Sauve qui peut !
Elodie Torrente
Je n'avais pas du tout prévu ça. Devenir la star du bled en même temps que le comique du coin. Moi, si discret habituellement. Timide au point d'avoir les joues qui s'échauffent quand la boulangère me salue après quinze ans passés à acheter ma miche dans son antre. Que les flics me remarquent, bon, pourquoi pas. Mais les journalistes ? Qui m'espionnent le sourire moqueur en coin de prunelles et tentent depuis de connaître ma version des faits, goguenards. Comme si c'était drôle ! Comme si vouloir sauver une vie, c'était un sujet hilarant.

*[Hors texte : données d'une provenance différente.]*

PR #9523, opened 2020-09-25
Merge issue exposed a bug in undo_stack::commit method.

TimothyBanks:
## Change Description
A merge issue in the snapshot_tests exposed a bug in the new undo_stack commit method.

## Change Type
**Select ONE**
- [ ] Documentation

- [x] Stability bug fix

- [ ] Other

- [ ] Other - special case

## Consensus Changes
- [ ] Consensus Changes

## API Changes
- [ ] API Changes

## Documentation Additions
- [ ] Documentation Additions

### DIFF
--- a/libraries/chain_kv/include/b1/session/undo_stack.hpp
+++ b/libraries/chain_kv/include/b1/session/undo_stack.hpp
@@ -99,20 +99,16 @@ void undo_stack<Session>::commit(int64_t revision) {
 
    auto  start_index       = revision - initial_revision;
    auto& session_to_commit = m_sessions[start_index++];
-   auto  current_index     = 0;
-   auto  parent            = m_sessions[0].parent();
 
-   std::visit([&](auto* parent) { session_to_commit.attach(*parent); }, parent);
+   session_to_commit.detach();
+   session_to_commit.attach(*m_head);
    session_to_commit.commit();
    session_to_commit.detach();
 
-   for (int64_t i = 0; i <= start_index; ++i) { m_sessions[i].detach(); }
-   for (int64_t i = start_index; i < static_cast<int64_t>(m_sessions.size()); ++i) {
-      m_sessions[current_index++] = std::move(m_sessions[i]);
-   }
-   m_sessions.erase(std::begin(m_sessions) + current_index, std::end(m_sessions));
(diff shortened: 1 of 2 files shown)


libraries/chain_kv/include/b1/session/undo_stack.hpp
```diff
@@ -99,20 +99,16 @@ void undo_stack<Session>::commit(int64_t revision) {
...
    session_to_commit.commit();
    session_to_commit.detach();
 
-   for (int64_t i = 0; i <= start_index; ++i) { m_sessions[i].detach(); }
-   for (int64_t i = start_index; i < static_cast<int64_t>(m_sessions.size()); ++i) {
-      m_sessions[current_index++] = std::move(m_sessions[i]);
-   }
-   m_sessions.erase(std::begin(m_sessions) + current_index, std::end(m_sessions));
+   for (int64_t i = 0; i < start_index; ++i) { m_sessions[i].detach(); }
+   m_sessions.erase(std::begin(m_sessions), std::begin(m_sessions) + start_index);
```
linhuang-blockone, line 109: So now you remove everything from initial revision to current revision?

unittests/snapshot_tests.cpp
```diff
@@ -731,10 +731,6 @@ BOOST_AUTO_TEST_CASE_TEMPLATE(test_kv_snapshot, SNAPSHOT_SUITE, snapshot_suites)
             auto writer = SNAPSHOT_SUITE::get_writer();
             chain.control->write_snapshot(writer);
             auto snapshot = SNAPSHOT_SUITE::finalize(writer);
-
-            // Set backing_store for load snapshot
-            set_backing_store(chain, resulting_backing_store);
-
```
linhuang-blockone, line 737: Good.

libraries/chain_kv/include/b1/session/undo_stack.hpp
TimothyBanks: The original implementation was based off of a `std::vector` and what I did was move all the remaining sessions to the front and then erased the end of the vector.  I moved it to a `std::deque` because I needed pointers to not become invalidated and erasing from the front of the `std::deque` is a lot less expensive than a vector.

So the intent was to remove everything from the initial revision to the revision that was being committed in both cases.

linhuang-blockone (approved):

Bien sûr, j'ai vu un psy. Quelques heures après. Un de la grande ville. Venu exprès pour moi. Un très réputé, avec des diplômes à rallonge qui parlait avec des « oh » et des « ah » très pointus, ponctués par des « Hum, je vois… » très inspirés qui ne m'inspiraient rien. Qu'est-ce qu'il pouvait bien voir ? Que j'avais le sang épaissi par l'alcool ? Que j'avais voulu être le héros des chantiers navals l'espace d'une heure ou deux ? Qui ne s'est pas senti invulnérable après quelques vodkas ? Qui, hein ? Qu'on me jette la première pierre s'il existe des fêtards doués de raison un samedi soir ! Je suis jeune, certes. Mais ce n'est pas pour autant qu'il faut me prendre pour un tonneau sans fond.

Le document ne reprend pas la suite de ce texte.